#### EXERCISE INSTRUCTIONS:
Please keep to the lines below from the one with "PR #93, opened 2022-07-21" through the one with "This PR adds", and restate them word for word, ends included.

#### DATASET ENTRIES:
::::::::
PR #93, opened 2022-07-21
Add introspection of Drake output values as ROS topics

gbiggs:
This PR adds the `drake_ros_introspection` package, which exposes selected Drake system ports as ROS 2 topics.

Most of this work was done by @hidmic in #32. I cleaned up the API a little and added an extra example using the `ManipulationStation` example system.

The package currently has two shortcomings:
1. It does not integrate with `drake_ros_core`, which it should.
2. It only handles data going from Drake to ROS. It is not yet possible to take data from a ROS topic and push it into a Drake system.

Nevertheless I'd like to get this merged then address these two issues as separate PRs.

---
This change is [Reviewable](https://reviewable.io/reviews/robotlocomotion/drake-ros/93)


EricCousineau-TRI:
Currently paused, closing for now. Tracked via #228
::::::::
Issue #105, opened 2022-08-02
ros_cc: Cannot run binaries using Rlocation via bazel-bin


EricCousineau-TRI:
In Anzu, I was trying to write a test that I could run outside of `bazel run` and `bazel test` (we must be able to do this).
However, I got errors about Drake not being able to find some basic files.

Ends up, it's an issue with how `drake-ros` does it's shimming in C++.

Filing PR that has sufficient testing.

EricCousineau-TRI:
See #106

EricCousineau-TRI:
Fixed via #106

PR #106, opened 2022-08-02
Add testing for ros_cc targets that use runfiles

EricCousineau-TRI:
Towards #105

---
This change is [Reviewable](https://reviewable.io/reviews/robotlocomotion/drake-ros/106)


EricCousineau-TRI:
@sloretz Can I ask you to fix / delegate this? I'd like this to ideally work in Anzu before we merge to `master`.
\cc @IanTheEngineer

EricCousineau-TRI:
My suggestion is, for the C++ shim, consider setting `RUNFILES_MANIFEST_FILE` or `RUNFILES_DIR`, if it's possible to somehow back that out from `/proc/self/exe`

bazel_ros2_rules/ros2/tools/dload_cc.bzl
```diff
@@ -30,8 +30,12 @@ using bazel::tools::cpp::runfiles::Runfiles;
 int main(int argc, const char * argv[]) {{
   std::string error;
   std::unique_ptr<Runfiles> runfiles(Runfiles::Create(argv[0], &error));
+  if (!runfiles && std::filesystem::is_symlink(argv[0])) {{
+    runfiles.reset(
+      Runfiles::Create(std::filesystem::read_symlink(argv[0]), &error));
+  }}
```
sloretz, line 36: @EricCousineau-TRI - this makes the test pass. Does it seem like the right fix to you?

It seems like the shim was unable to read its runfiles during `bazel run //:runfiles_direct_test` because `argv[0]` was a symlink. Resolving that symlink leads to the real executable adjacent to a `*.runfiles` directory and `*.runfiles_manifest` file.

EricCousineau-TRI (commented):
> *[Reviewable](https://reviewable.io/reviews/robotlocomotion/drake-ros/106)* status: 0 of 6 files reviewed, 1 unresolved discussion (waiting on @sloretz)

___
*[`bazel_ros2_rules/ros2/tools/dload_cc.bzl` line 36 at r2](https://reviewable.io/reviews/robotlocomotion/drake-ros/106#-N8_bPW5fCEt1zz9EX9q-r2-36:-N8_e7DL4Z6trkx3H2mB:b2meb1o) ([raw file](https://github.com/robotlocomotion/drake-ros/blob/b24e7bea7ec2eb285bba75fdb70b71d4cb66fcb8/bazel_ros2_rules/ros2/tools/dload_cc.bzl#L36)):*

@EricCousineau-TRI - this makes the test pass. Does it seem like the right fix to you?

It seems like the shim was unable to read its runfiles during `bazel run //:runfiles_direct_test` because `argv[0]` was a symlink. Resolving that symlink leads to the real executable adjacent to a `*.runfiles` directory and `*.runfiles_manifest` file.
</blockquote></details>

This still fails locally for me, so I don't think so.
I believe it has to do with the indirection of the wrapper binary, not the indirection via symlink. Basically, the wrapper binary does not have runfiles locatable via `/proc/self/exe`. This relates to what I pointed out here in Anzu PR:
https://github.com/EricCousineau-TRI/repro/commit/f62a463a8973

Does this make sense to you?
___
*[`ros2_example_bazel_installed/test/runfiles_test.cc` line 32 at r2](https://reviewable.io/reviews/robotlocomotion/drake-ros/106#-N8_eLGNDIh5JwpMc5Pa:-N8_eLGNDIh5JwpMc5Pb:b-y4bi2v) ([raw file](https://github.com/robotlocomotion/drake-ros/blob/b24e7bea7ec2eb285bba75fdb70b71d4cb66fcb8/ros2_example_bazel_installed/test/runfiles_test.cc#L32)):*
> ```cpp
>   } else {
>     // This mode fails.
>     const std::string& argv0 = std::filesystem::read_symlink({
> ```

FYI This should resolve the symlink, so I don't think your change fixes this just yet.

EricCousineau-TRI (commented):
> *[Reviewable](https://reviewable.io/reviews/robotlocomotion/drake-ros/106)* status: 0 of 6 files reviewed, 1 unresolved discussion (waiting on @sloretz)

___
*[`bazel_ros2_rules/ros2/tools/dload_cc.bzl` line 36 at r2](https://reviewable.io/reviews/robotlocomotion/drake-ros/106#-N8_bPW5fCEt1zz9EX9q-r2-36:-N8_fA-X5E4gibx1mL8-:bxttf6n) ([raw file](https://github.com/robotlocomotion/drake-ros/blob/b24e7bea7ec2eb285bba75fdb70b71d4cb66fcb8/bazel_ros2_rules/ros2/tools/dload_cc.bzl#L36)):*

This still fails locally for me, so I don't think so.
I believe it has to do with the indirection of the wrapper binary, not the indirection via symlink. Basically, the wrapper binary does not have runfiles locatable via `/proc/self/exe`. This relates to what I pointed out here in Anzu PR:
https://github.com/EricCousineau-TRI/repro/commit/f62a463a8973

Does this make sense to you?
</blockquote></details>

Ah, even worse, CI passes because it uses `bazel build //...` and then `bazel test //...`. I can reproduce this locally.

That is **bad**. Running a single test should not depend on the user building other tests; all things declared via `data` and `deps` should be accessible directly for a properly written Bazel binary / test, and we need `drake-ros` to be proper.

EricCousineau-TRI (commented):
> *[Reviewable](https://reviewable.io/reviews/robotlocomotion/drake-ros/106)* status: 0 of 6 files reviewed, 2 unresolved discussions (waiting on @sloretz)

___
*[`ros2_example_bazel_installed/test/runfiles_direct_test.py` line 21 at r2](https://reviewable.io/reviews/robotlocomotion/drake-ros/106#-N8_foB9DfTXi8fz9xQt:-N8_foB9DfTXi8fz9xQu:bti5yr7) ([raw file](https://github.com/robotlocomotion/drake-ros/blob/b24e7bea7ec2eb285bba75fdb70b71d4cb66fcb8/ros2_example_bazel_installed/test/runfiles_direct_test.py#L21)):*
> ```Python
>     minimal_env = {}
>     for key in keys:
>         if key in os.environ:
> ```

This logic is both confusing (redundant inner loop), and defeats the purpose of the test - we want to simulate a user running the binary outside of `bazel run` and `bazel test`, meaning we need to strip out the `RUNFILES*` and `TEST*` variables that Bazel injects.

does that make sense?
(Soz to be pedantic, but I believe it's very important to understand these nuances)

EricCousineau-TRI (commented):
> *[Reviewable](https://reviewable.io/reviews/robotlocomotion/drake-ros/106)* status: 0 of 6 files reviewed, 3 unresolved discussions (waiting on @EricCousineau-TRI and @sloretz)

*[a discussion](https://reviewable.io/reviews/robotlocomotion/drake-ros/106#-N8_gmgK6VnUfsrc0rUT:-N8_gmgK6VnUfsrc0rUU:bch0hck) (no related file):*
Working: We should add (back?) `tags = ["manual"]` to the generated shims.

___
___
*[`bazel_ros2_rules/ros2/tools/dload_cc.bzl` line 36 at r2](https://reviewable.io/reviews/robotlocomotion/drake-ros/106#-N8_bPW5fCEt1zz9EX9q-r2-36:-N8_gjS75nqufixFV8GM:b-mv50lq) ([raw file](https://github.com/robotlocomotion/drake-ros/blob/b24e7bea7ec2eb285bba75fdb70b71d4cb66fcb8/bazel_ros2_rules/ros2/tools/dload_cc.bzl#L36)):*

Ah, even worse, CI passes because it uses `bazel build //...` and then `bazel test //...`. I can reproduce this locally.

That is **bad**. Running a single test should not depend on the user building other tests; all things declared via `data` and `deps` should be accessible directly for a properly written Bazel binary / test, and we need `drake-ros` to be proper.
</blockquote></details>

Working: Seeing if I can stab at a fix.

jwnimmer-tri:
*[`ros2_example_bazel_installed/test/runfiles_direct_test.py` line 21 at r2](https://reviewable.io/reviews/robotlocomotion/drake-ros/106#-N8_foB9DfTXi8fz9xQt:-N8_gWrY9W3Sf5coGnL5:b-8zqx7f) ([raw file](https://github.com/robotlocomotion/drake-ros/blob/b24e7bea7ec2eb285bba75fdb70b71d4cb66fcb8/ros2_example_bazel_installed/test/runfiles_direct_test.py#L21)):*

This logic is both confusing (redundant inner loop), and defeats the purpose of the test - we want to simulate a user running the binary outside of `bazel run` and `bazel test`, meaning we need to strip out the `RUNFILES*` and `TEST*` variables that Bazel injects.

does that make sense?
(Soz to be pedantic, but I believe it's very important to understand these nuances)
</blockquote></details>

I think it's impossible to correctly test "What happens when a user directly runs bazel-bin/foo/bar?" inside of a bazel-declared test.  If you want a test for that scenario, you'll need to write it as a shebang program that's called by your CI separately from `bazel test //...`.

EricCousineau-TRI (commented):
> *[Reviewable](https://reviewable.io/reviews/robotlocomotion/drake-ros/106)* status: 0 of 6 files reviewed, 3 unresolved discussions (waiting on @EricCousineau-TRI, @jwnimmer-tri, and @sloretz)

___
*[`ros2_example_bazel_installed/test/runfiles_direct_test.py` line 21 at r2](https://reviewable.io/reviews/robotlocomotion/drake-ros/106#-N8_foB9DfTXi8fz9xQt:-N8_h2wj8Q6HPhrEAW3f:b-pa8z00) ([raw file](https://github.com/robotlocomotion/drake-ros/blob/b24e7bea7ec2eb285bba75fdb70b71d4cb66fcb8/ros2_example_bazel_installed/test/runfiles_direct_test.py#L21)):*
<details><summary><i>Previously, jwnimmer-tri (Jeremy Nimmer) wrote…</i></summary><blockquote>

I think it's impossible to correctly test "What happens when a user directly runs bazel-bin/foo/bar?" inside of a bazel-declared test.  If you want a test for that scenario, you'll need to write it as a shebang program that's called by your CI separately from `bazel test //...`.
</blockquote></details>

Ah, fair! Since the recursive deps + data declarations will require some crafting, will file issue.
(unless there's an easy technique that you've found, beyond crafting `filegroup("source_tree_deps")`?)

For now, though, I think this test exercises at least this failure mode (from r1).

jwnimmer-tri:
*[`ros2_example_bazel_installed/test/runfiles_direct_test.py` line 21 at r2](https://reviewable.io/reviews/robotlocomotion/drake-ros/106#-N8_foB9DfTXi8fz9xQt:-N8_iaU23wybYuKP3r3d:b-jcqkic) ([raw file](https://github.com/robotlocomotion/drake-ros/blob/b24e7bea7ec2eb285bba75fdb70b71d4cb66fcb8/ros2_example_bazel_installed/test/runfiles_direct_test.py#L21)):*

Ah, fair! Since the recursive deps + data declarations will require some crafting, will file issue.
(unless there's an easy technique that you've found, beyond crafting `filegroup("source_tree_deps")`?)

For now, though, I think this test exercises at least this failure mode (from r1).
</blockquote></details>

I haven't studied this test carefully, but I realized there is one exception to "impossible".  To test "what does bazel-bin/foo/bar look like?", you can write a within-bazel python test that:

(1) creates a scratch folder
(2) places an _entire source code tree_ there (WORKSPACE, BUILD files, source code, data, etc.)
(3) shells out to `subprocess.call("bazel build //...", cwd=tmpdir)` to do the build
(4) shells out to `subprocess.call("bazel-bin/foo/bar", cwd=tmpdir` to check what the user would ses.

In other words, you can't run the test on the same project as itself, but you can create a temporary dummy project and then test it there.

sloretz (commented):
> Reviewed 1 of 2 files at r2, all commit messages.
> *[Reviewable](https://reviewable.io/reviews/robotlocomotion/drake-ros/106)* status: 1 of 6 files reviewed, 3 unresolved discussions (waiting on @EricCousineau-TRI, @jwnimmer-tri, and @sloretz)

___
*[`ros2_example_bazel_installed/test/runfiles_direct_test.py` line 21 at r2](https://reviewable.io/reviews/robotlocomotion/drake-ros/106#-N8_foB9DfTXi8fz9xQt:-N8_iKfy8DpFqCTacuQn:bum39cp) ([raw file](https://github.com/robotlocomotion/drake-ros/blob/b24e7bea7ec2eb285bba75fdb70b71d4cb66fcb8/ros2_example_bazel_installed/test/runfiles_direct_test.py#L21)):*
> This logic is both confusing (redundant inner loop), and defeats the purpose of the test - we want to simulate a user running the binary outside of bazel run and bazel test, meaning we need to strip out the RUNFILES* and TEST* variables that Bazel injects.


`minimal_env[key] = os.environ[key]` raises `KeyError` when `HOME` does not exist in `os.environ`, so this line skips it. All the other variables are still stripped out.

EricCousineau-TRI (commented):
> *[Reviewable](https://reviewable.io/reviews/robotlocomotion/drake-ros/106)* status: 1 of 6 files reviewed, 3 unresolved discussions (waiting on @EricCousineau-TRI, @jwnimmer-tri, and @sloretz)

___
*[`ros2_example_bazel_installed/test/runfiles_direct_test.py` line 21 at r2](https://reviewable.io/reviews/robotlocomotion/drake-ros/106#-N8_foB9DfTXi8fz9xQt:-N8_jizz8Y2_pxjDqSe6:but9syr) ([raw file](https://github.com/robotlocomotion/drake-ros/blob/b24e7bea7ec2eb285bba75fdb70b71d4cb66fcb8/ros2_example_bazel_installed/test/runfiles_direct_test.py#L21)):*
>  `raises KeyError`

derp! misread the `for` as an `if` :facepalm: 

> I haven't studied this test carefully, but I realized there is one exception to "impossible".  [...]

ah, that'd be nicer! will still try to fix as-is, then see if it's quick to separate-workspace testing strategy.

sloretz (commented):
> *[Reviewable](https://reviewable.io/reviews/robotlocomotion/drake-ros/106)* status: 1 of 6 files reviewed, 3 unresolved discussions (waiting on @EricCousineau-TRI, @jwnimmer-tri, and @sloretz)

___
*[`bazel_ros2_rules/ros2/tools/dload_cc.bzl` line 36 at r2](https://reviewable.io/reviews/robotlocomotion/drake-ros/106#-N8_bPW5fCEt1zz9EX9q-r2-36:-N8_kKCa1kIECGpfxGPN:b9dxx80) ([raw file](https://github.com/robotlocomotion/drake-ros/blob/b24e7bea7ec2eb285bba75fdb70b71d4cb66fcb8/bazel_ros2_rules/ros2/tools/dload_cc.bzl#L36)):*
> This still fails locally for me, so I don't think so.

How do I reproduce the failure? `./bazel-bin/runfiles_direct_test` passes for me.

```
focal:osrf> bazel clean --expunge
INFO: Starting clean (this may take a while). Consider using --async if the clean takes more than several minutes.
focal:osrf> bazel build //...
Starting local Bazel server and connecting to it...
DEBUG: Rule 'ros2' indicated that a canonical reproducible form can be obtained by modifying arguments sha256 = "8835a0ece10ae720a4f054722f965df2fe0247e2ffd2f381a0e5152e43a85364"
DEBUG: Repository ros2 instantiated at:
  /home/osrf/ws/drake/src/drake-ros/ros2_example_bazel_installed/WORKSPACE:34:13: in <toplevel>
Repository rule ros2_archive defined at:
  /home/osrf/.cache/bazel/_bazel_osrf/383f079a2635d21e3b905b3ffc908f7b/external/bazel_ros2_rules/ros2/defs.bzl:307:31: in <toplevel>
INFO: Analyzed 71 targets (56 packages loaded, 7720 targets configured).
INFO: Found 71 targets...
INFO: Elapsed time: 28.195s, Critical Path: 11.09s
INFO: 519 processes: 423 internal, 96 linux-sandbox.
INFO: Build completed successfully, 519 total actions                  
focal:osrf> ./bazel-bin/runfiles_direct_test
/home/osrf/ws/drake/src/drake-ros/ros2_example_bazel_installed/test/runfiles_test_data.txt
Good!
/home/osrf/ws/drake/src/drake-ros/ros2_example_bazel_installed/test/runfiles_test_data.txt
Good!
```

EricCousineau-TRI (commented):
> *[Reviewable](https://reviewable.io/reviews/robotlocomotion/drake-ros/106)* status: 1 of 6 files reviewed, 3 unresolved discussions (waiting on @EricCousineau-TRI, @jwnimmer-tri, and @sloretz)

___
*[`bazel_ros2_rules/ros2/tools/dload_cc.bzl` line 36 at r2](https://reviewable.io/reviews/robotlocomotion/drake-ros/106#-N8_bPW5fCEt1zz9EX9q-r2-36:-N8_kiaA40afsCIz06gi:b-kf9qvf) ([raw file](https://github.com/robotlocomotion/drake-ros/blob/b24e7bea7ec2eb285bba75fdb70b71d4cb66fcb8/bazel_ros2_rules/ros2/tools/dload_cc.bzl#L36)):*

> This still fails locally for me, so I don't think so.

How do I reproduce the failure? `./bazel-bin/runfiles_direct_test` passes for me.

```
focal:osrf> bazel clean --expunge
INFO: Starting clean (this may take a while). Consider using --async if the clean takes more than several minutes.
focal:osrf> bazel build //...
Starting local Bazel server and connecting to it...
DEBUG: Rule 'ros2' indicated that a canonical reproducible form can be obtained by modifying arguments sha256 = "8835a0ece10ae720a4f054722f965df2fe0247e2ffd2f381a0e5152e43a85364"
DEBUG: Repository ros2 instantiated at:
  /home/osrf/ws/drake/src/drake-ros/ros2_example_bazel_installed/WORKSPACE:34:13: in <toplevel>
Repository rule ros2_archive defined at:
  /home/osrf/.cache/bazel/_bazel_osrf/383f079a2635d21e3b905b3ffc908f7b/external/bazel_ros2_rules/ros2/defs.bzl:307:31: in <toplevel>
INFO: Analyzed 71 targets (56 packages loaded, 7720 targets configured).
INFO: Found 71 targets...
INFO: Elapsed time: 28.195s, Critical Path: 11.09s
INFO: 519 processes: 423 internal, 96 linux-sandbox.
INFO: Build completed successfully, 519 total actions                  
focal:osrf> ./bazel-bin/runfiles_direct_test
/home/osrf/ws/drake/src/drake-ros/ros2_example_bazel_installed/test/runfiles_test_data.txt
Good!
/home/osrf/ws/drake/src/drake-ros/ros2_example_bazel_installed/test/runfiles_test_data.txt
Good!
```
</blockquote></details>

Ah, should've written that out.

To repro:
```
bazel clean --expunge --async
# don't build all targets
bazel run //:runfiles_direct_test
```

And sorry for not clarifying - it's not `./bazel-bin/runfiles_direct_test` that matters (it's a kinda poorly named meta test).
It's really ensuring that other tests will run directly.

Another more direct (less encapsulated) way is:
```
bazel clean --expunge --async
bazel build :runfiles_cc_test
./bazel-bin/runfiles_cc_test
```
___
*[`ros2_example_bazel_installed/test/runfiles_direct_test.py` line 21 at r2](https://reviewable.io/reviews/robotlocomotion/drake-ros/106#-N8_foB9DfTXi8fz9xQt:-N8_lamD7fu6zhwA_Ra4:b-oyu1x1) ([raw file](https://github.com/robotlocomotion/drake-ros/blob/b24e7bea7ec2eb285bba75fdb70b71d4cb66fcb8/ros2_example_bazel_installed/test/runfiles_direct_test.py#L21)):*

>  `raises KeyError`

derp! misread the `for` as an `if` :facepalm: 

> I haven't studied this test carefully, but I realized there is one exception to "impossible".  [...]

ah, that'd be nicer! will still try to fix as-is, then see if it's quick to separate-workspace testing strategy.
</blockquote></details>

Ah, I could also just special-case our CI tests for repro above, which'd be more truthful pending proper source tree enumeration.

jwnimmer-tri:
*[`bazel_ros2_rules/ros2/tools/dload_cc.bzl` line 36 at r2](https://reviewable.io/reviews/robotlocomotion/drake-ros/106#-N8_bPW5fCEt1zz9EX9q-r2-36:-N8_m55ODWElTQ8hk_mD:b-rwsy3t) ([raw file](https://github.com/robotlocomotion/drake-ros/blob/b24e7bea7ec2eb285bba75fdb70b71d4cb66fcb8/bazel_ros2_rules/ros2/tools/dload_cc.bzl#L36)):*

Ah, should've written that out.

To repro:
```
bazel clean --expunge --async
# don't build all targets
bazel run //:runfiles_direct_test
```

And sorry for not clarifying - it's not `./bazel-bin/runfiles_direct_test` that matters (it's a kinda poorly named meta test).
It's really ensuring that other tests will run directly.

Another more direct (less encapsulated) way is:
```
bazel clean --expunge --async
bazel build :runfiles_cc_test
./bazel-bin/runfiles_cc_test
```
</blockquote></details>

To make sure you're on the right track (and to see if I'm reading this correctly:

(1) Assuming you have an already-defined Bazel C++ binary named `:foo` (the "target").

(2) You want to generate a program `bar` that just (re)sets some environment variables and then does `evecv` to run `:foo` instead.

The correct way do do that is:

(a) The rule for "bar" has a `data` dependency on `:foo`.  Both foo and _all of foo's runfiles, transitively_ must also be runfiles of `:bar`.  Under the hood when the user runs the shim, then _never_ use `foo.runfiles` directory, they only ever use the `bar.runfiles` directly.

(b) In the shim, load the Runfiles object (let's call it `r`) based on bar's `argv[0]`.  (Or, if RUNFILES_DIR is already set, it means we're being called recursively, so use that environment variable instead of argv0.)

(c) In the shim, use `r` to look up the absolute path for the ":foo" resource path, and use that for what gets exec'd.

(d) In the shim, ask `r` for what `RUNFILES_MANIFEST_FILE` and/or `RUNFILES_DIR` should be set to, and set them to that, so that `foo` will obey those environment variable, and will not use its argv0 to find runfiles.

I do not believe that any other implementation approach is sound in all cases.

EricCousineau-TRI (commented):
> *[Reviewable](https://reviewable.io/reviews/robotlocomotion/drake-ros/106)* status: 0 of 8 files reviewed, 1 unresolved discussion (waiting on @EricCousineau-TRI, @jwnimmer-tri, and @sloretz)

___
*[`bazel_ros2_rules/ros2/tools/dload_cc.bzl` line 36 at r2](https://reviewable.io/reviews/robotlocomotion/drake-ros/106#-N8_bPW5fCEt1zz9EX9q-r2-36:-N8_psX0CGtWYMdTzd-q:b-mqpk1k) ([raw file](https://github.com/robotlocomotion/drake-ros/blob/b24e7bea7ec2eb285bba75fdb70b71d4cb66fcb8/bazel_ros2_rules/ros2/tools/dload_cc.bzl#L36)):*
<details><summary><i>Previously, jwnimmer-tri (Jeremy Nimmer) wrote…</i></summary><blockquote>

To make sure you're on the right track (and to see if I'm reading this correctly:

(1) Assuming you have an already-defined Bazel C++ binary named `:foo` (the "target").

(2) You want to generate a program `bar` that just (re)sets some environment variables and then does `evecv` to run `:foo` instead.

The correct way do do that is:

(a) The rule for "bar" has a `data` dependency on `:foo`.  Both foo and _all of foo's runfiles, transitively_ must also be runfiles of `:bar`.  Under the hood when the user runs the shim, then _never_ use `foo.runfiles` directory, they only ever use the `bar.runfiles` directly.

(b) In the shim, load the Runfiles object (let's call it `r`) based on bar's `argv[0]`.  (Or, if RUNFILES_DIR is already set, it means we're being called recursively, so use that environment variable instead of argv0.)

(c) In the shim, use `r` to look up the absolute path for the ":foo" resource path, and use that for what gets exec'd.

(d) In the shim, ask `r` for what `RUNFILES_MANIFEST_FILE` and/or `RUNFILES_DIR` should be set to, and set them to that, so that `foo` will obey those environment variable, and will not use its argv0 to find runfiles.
::::::::
#### RESULT:
PR #93, opened 2022-07-21
Add introspection of Drake output values as ROS topics

gbiggs:
This PR adds the `drake_ros_introspection` package, which exposes selected Drake system ports as ROS 2 topics.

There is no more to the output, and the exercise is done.